If you think of execution order of the latter, parametrized code which gives the error and what your function trigoff returns (nothing, aka nil), you’ll see that what happens are the following steps. Let’s presume value of ch to be, say 1.

1. clock.run(trigoff(ch)) → clock.run(trigoff(1)) # value substitution
2. clock.run(trigoff(1)) → clock.run(nil) # function call returns no return value
3. clock.run(nil) → ☠️ # error because there is no parameter

Basically the issue is that this is not the execution order you want.

the alternative solutions bit

Three alternatives (all good fairytales have three alternatives, no?) are firstly lambda function aka anonymous function to postpone the trigoff execution. Secondly, storing the value of ch in a variable of outer scope (even global variable, preferably some nice data structure like a table) rather than passing it as argument to trigoff. This code you already have in trigger code and is working, but has hardcoded channel.

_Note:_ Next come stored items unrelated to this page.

PR #5244, opened 2026-09-07
fix: show Woods climbs' real rules everywhere, not just in search

### LINKED ISSUE #5214: 🐞 Bug report: Since the feet and matching rules were implemented, all the climbs display “matching rule not recorded...

## Comment

Since the feet and matching rules were implemented, all the climbs display “matching rule not recorded” and “foot rule not recorded”. I’m not sure exactly what to make of this. It appears as though even the climbs that do allow matching or any feet display the same thing, so maybe the kinks just need to get worked out. The original all just had every set climb as either matching allowed or no matching, and any feet or tracking. Although for tracking feet, there was nothing displayed

## Metadata

| Field | Value |
| --- | --- |
| Platform | ios |
| App version | 2.4.0 (13) |
| Source | drawer-bug |
| Board | woods / layout 1 / size 2 / sets [1] @ 40° |
| Climb | The very very very very very Hardest Henry Route  (4a/V0) |
| Session | unknown |
| URL | /climbs |
| User agent | unknown |
| Feedback row | app_feedback #10244 |

## Contact

✅ Reporter agreed to follow-up — resolve **app_feedback #10244** in the DB to reach them.

marcodejongh:
## Summary

Woods climbs showed **"Matching rule not recorded · Feet rule not recorded"** under every name in the play drawer. The September 2026 production rule repair did land — the catalogue rows carry their rules — but five "full climb" GraphQL surfaces never selected `board_climbs.characteristics`, and `SimilarClimb` had no such field at all.

Verified against production before the fix, same climb both times:

| probe | `characteristics` |
| --- | --- |
| `climb(woods/1/2/"1"/40, "eebea34a-…")` — "Stipend" | `["no_match"]` ✅ |
| `setterClimbsFull(username:"AstroGrey", woods/1/2/"1"/40)` | `null` ❌ |

The list surfaces are not a lesser view of a climb: mobile opens the play drawer with the payload they hand back, no refetch. So the missing column was a missing feature on screen — and not only on Woods. `Climb.is_no_match` is a derived resolver that falls back to the Aurora description convention whenever the array is absent, which is a no-op on Woods and MoonBoard, so every one of these surfaces also dropped the ⊘ no-match glyph on Kilter and Tension.

Fixed in four resolver projections (`userFavoriteClimbs`, `hydrateClimbsByRefs` → `playlistClimbs` both modes + `smartPlaylist`, `setterClimbsFull` both modes, `userClimbs`), the five client documents, and end-to-end on `SimilarClimb`. That SDL field is a **nullable** list on purpose, unlike `compatibleSizeIds` beside it: `decodeClimbRules` treats `null` (never recorded) and `[]` (set under all the defaults) as different answers.

**Why it recurred.** `resolver-frames-fields.test.ts` guarded this exact bug class one field earlier, and has now been outgrown three times — `framesCount`/`framesPace`, then `compatibleSizeIds` (threaded through with no guard at all), now `characteristics`. It is a table now, one row per entry point and one list of required fields, and there is a matching client-side guard on the documents — the half the user actually sees, since a perfect projection is invisible if nothing asked for it.

**Author-side verification.** Every guard assertion was mutation-tested: dropping any single projection, mapper line, raw-SQL half or document field turns the matching test red. The first pass at the raw-SQL guard stayed green with the column removed (the fixture supplied the value either way), so it now reads the statement back and checks both the `owned_climbs` CTE and the outer SELECT. `setter-follows-integration.test.ts` seeds a real `text[]` and reads it back, proving the column survives against Postgres rather than a mock. Full mobile suite 9,023 passed; web 4,517 passed (one unrelated gym-admin flake that passes in isolation); the nine backend files touching this code path pass in isolation. The local full backend run has widespread pre-existing `users` FK / TRUNCATE-deadlock flakes under this box's IO, in unrelated files (apns, push-tokens, board-merge, board-presence) — CI is the arbiter.

**Not in this PR.** Two more play-drawer entry points build a `Climb` from a slim payload type that has no `characteristics` field at all, and show the same wrong text on Woods: the Logbook / session feed (`tick-to-climb.ts`) and a notification tap (`notification-to-climb.ts`). Both need new schema fields on the tick and notification payloads, which widens this into the ticks and notifications subsystems, and the guard here cannot cover them. Tracked in #5245.

Also documented in `docs/woods-climb-rules.md`: the climb-search cache holds results for 24 hours with no invalidation hook, so a repair that changes stored rules without changing code serves the old ones for a day. That is most likely what the reporter saw on the `/climbs` list itself, whose own query was correct all along.

Closes #5214

## Release Notes

Woods climbs show their real matching and feet rules everywhere you open them — playlists, favourites, a setter's climbs, your own climbs and similar climbs.
No-match climbs get their ⊘ back in those lists on every board.

## Test plan

1. Woods board, 40°. You tab → Climbs → tap a climb.
2. Rules line reads real rules, never "not recorded".
3. Discover → a Woods playlist → tap a climb. Same.
4. In the drawer, Similar Climbs → tap one. Same.
5. Switch to Kilter: no-match climbs show ⊘ in lists.

## Risk

Risk: 3/5 — one new GraphQL schema field plus five resolver projections; no BLE, no migrations, no data writes.

https://claude.ai/code/session_01DQDZf8wLBJybB8KwLrRjqC


packages/shared/graphql/src/generated/graphql.ts
```diff
@@ -10146,6 +10159,8 @@ export type GetSmartPlaylistQuery = {
       boardseshDifficulty?: number | null;
       boardseshConfidence?: string | null;
       compatibleSizeIds?: Array<number> | null;
+      characteristics?: Array<string> | null;
+      is_no_match?: boolean | null;
```
marcodejongh, line 10163: Why do we have a is_no_match flag, when these characteristics also end up in the characteristics array?

PR #5270, opened 2026-09-07
fix: stage verification for requests reaching the web origin

marcodejongh:
## Summary
The public Railway web hostname lets crawlers bypass Cloudflare and trigger rendering directly. Add staged origin verification across all routes, stripping the secret before downstream handlers and external rewrites. Only GET/HEAD `/api/health` is exempt when enabled.

Add a narrowly scoped, manually dispatched Cloudflare request-header rule and authenticated normal/rollback deployment smokes. Redirects cannot carry the secret to another origin. Server and edge Sentry hooks redact the incoming credential before error, transaction, span and structured-log export. The flag stays disabled until the stripping middleware, secret and Cloudflare header are deployed in that order; the runbook includes rollback and rotation.

Validation: full repository typecheck, full lint (0 errors) and 238 focused plus 25 telemetry tests passed, including POST-body preservation, previously excluded routes, missing/wrong secrets, header stripping and Cloudflare ownership/error redaction.

The origin and crawler branches also merge cleanly; all 378 combined tests passed.

## Release Notes
none

## Test plan
1. Open Boardsesh → homepage loads.
2. Open a shared climb → climb details appear.
3. Sign in → your account appears.

## Risk
Risk: 3/5 — incorrect activation could block www; default-disabled staging and rollback are documented.

### DIFF
--- a/.github/workflows/cloudflare-origin-protection.yml
+++ b/.github/workflows/cloudflare-origin-protection.yml
@@ -1,0 +1,34 @@
+name: Cloudflare origin protection
+on:
+  workflow_dispatch:
+    inputs:
+      apply:
+        description: Apply the www request header after the stripping middleware is deployed
+        type: boolean
+        default: false
+permissions:
+  contents: read
+concurrency:
+  group: cloudflare-origin-protection
+  cancel-in-progress: false
+jobs:
+  configure:
+    runs-on: ubuntu-latest
+    environment: Production
+    timeout-minutes: 5
+    steps:
+      - uses: actions/checkout@d23441a48e516b6c34aea4fa41551a30e30af803 # v6
+      - uses: actions/setup-node@v4
+        with:
+          node-version: '22.x'
+      - name: Configure origin header
+        env:
+          CLOUDFLARE_API_TOKEN: ${{ secrets.CLOUDFLARE_API_TOKEN }}
+          WEB_ORIGIN_VERIFY_SECRET: ${{ secrets.WEB_ORIGIN_VERIFY_SECRET }}
+          APPLY: ${{ inputs.apply }}
+        run: |
+          if [ "$APPLY" = true ]; then
+            node scripts/cloudflare-origin-apply.ts --apply
+          else
+            node scripts/cloudflare-origin-apply.ts
+          fi
--- a/packages/web/app/lib/web-origin.ts
+++ b/packages/web/app/lib/web-origin.ts
@@ -1,0 +1,26 @@
+/** Shared secret is server-only; never use a NEXT_PUBLIC_ variable for it. */
+export const WEB_ORIGIN_HEADER = 'x-boardsesh-origin-verify';
+
+export function acceptsWebOrigin(request: Request, pathname: string): boolean {
+  if (process.env.WEB_ORIGIN_VERIFY_ENABLED !== '1') return true;
+  // Railway probes only this cheap endpoint; no prefix or locale exceptions.
+  if (pathname === '/api/health' && (request.method === 'GET' || request.method === 'HEAD')) return true;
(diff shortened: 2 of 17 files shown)


packages/web/app/lib/web-origin.ts
```diff
@@ -0,0 +1,26 @@
+/** Shared secret is server-only; never use a NEXT_PUBLIC_ variable for it. */
```
marcodejongh, line 3: If its server only, we should also import server only

marcodejongh: Added `import 'server-only'` and the existing Vitest mock pattern to affected tests. All 255 affected tests and the full repository typecheck, including the production middleware/edge compilation, passed.

marcodejongh:
Addressed the static-request overhead, secret-format mismatch, documentation link and missing disabled-value coverage. After origin authorization, non-page requests without a verification header now return `NextResponse.next()` without cloning headers or constructing another request. Requests carrying the header still get an explicit sanitized override; protected static routes still reject missing credentials before this fast path. The middleware now requires the same 64 lowercase hexadecimal characters as the existing Cloudflare helper and rollout runbook.

The comparison comment now explicitly says JavaScript offers no constant-time guarantee. A factual correction to the arithmetic note: bitwise operators convert `NaN` to zero, so `NaN ^ 120` is `120`, not `NaN`; the length difference still rejects mismatched lengths. No constant-time security claim is made.

The dot exclusion already exists in base `61f2514c1`'s matcher (`.*\..*`). It remains the established locale/session/CORS scope. New tests prove a mid-path decimal remains outside page middleware while still receiving origin verification and header stripping. Changing which existing routes receive locale/session handling would be a separate routing-policy change.

Thirteen new regressions failed before the fixes; 236 focused web/middleware/redaction tests now pass, together with full lint/format, all 53 typecheck tasks and the commit hook. Independent paired review approved the six-file follow-up. No Cloudflare apply, secret provisioning, deployment or activation occurred.

marcodejongh:
Checked the two version notes against the official upstream sources. [Node 22.18.0](https://nodejs.org/en/blog/release/v22.18.0), released July 31, 2025, enabled type stripping by default, so the workflow’s current `node-version: 22.x` supports executing this erasable TypeScript script without the experimental flag. The script imports only Node’s built-in `node:url`; it does not require an installed `tsx` dependency. No workflow dispatch or Cloudflare operation was needed to verify this.

The official [checkout v6 tag](https://github.com/actions/checkout/tree/v6) resolves to `d23441a48e516b6c34aea4fa41551a30e30af803`, exactly the workflow pin; [v6.0.0](https://github.com/actions/checkout/releases/tag/v6.0.0) is an official release. The `# v6` annotation is correct. Neither factual version note requires a code change.

.github/workflows/cloudflare-origin-protection.yml
```diff
@@ -0,0 +1,34 @@
...
+  group: cloudflare-origin-protection
+  cancel-in-progress: false
+jobs:
+  configure:
+    runs-on: ubuntu-latest
+    environment: Production
+    timeout-minutes: 5
+    steps:
+      - uses: actions/checkout@d23441a48e516b6c34aea4fa41551a30e30af803 # v6
+      - uses: actions/setup-node@v4
```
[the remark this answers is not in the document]
marcodejongh: Pinned in `5a14c26df` to `actions/setup-node@49933ea5288caeca8642d1e84afbd3f7d6820020`, the official v4 tag commit and the same SHA already reviewed in production-deploy.yml. Node22 inputs and credential handling are unchanged. Full lint/format, all53 typecheck tasks and the commit hook passed; independent paired review approved the one-line change. No Cloudflare operation or production workflow dispatch occurred.

PR #5330, opened 2026-09-08
feat(mobile-screenshots): record and replay backend traffic during captures

marcodejongh:
## Summary

Store captures now replay sanitized backend responses from a checksum-pinned dev-bucket snapshot, with a frozen clock. Both capture workflows default to replay, and fail when the app requests an unrecorded response or a fixture no longer matches the current GraphQL schema.

- Publishes a sanitized snapshot from the dedicated production test account: 130 GraphQL responses recorded across Android, iPhone, and both iPads on September 18. Other climbers’ names, handles, emails, and avatars are replaced before saving; credentials are excluded.
- Stores only a small snapshot reference in Git; 131 recorded fixture files stay untracked. Captures, standalone replay, and mobile test setup automatically fetch the immutable 741 KB snapshot into an ignored cache. Downloaded and cached bytes are verified; missing fixtures fail instead of skipping drift checks.
- Integrates replay with the merged iOS probe/fan-out workflow. Recording keeps its artifacts private, and replay does not require production credentials.
- Bounds screenshot pagination and seeds workout selection so capture timing does not change visible content.
- Fixes a board-switch race discovered during local Android replay: workout previews no longer show the previous board’s climbs under the newly selected board. Same-board option changes retain their preview while rebuilding.

Restores the probe/fan-out and baseline files from merged #5326 that the later wireframe merge #5552 removed; its web changes remain intact.

Stacked on #5556 for the shared dev object-store uploader.

Verification: all nine snapshot integrity/cache tests, all 127 capture/backend contract tests, all 31 fixture drift/privacy checks and all 12 workout preview tests pass, including a regression that failed before the board-switch fix. Full workspace typecheck and both native Metro bundle checks pass. The final integrated mobile suite passes all 11,130 tests. Local Android replay captured all eight screens with no missing responses; renderer, frozen-clock, content, and dimension gates pass.

## Release Notes

Switch boards without briefly seeing your previous board’s workout climbs.

## Test plan

1. Signed in with two boards: Record → choose workout; climbs appear.
2. Switch boards; preview climbs update to match your selected board.
3. Change workout options; existing rows remain while the preview updates.

## Risk

Risk: 4/5 — changes capture authentication and replay inputs; strict gates reject missing responses.


marcodejongh:
All three addressed, in `579e5ad0` (code + tests + docs) and `5ac682ce` (the rewritten fixture set).

### Blocker — real user PII in committed fixtures

Fixed at the source rather than by pruning the feed: the recorder now pseudonymises every climber but the recording account **before a response is ever written**, and the committed set was rewritten with the same function.

- `pseudonymiseResponse` — `scripts/lib/screenshot-fixtures.ts:686`, rule table at `scripts/lib/screenshot-fixtures.ts:364`. A field counts as personal only when it sits on an object that also carries the id key naming whose field it is (`userId` / `ownerId` / `ownerUserId` / `creatorId` / `authorId` / `id` / `uuid`, each with its own name, handle, avatar and email keys). Nothing matches on a name alone, so a climb's `name`, a playlist's `name`, a board's `name`, a gym's `name` and a session's `sessionName` are never touched. Groups are ordered, so `displayName` on `{ id, userId, displayName }` is the commenter's, not the comment's.
- Replacements: display name → `<Adjective> <Noun>` from a fixed 32×32 word list, chosen by a stable hash of the person's id, so one climber reads as the same person in every fixture and the feed stays coherent; handle → `climber_<6 hex>`; avatar / profile image URL → `null` (every one is a nullable `String` in `packages/shared-schema/src/schema/`, and the app renders initials); email → `climber_<6 hex>@pseudonymised.invalid`. A beta link's `foreignUsername` has no id in the payload, so the handle itself is the identity it hashes from.
- Applied at record time by default — `scripts/lib/screenshot-backend.ts:510` — logging `PSEUDONYMISED graphql <Op> <hash12> persons=<n>`, which is never a problem line. `--no-pseudonymise` is the record-only escape hatch for a set that will not be committed.
- The committed set was rewritten with `vp run mobile:screenshot-fixtures-pseudonymise` (`scripts/screenshot-fixtures-pseudonymise.ts`, idempotent, `--check` to report only): **11 of 130 fixtures, 56 real climbers, 107 fields** — Discover playlist creators (60), the "Everyone" feed's participants (21), recent-beta Instagram handles (20), 4 avatar URLs, one board owner. 107 insertions / 107 deletions; every changed line is a personal field. A fixture is keyed by its document and variables, never its response, so no hash, filename or manifest entry moved — replay hits exactly the fixtures it hit before. No static avatar remained to drop (all 16 recorded assets are beta-link thumbnails), so `manifest.json` is byte-identical.
- Guard so it cannot regress: `packages/mobile/src/lib/graphql/__tests__/screenshot-fixture-drift.test.ts:513` fails on any committed fixture holding a real person's name, handle, avatar or email, naming the file and the field. Mutation-checked — editing one `displayName` back to `"Xin Wei Chow"` fails it with that exact path; restored, green.
- Deliberately NOT rewritten, documented in `docs/mobile-screenshot-fixtures.md:295`: `setterUsername` / `setter_username` / `faUsername` (Aurora's public attribution on the **climb**, rendered on boardsesh.com's public climb pages, and the object it sits on carries the tick logger's id, not the setter's — there is no id to hash a stable pseudonym from); a beta link's `link` / `thumbnail` (a public post URL carrying no handle, and the static fixture is keyed on its shortcode); bare user ids (opaque uuids, and what the pseudonym hashes from). Our own account and the all-zero "owned by Boardsesh" id stay real.

Proof: grepping every real display name, creator name, owner name and Instagram handle from the pre-rewrite survey, as whole JSON string values, returns nothing across `packages/mobile/screenshot-fixtures/`.

### Minor — inconsistent pager guard

`PlaylistDetailView` now wraps its end-reach handler in `screenshotModeLoadMore` like Discover and the profile beta shelf, instead of the inline `process.env` check — `packages/mobile/src/components/playlist/PlaylistDetailView.tsx:268`. The helper returns one shared no-op in screenshot mode, so the memoized handler keeps a stable identity. `playlist-detail` suite green (40 tests), including both page-cap cases.

### Minor — fixture git history

`docs/mobile-screenshot-fixtures.md:644`, "Refresh cadence and history": re-record only when the drift test demands it or a store screen changes — not for a stale-looking date; the merge clears `graphql/`, `static/` and `manifest.json` before writing, so a refresh is a diff over ~5 MB rather than another 5 MB beside it, and most fixtures come back byte-identical; old blobs stay reachable in history and that is accepted, since the set has to be versioned WITH the code that replays it and nothing in it is a secret (tokens are refused before a fixture is written, and everyone but the recording account is now a stand-in).

Validation: `vp check` 0 errors, all files formatted · `vp run typecheck:scripts` and `typecheck:mobile` clean · `vp test run --project scripts` 2326 passed (112 files) · mobile `screenshot` 96 passed, `screenshot-fixture-drift` 31 passed, `playlist-detail` 40 passed.

marcodejongh:
The "Do not merge" review above repeats the pre-`5ac682ce4` finding; it is resolved on the current head:

- Every third-party person in the committed set is pseudonymised at `579e5ad03` (record-time rule, `PSEUDONYMISED_PERSON_FIELDS` in `scripts/lib/screenshot-fixtures.ts`) and the set was rewritten in place at `5ac682ce4`: 56 real climbers across 11 fixtures → stable `<Adjective> <Noun>` names keyed by user id, handles → `climber_<hash>`, avatars → `null`.
- Verification on `5ac682ce4`: the only `displayName` values left in `GetSessionGroupedFeed` are the pseudonyms and `Test User` (our own screenshots account); the only non-null `avatarUrl` values anywhere in the set belong to that same account (`fbb773f8-…`), which is deliberately kept real. The drift test now fails on any fixture holding a non-pseudonymised person (`screenshot-fixture-drift.test.ts`, mutation-checked).
- The two minors (`PlaylistDetailView` pager guard → `screenshotModeLoadMore`; refresh cadence and history paragraph in `docs/mobile-screenshot-fixtures.md`) landed in the same commit.

PR #5331, opened 2026-09-08
ci(mobile-screenshots): run captures after each native deploy that shipped a binary

marcodejongh:
## Summary

Store screenshots run automatically after a successful native deploy on `release/next` that shipped a binary. iOS captures one probe first, then captures and uploads the complete set only when screenshots changed or the probe cannot safely represent the change. Manual capture remains available from any branch.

Thirdly the clock.run has this considered already :slight_smile: I would consider this the preferred solution. Looking at the clock docs, the simple example is

function init()
  print("starting now")
  clock.run(later)
  print("done with init")
end

function later()
  clock.sleep(2)
  print("now awake")
end

in which you’ll see that clock.run parameter is only the name of the function later, not a call to it. However, further down the page in the arguments section there’s a good solution for you because clock.run can pass the parameters to the named function. So in your case is

clock.run(trigoff, ch)

which clock.run turns to trigoff(ch) later, when it’s the right time.

I hope my analysis is correct and helps you forward. And thanks for this opportunity to procrastinate, i should be working lol. Actually writing some R+tidydata, in functional style no less.

PS. autobiographical remarks

It took me literally 400 years to understand what these function call things were when they were postponed, web UI JavaScript is absolutely full of it, evident in the mad indentation cascades you sometimes see when JS flows off the right side of the screen.

The idea is really simple and it’s all in basic programming tutorials and courses, but i somehow failed to take it seriously and learn it until I did. Seen through firstly functions as input transformations to outputs, and secondly memorizing the execution order which is an extension of the familiar from school math and propositional logic stuff it all makes sense and is super foundational, and also binds together various programming paradigms. Reading code through execution order rather than lines of source code is the key to success, at least it was in my case. Since my revelation Lisp, functional data science stuff with R with *apply and tidydata, functional Python, the Haskell-based TidalCycles live-coding algorave thing and yes also those pesky JavaScript UIs make sense… most of the time.

Thanks @xmacex that was extremely helpful!

I tried creating a quick global variable but in the end, found the following to be the easiest.

 function trigon(ch,t)
    if t == 1 then 
     poly2:cc(ch,127,1)
     clock.run(trigoff)
    end 
  end
  
  function trigoff()
    clock.sleep(0.05)
    for i = 1,#channel do
      poly2:cc(i,0,1)
    end
  end

As I’m mostly interested in the rising edge of the trigger anyway I’m just cycling through all the channels to make sure the triggers are off before the next one hits.

I’m sure in the future I might add more functions for gates but that should be as easy as " while x = 1 cc = 127 and while x = 0 cc = 0 "

Thanks again for the great advice and for using your procrastination to get my little project working.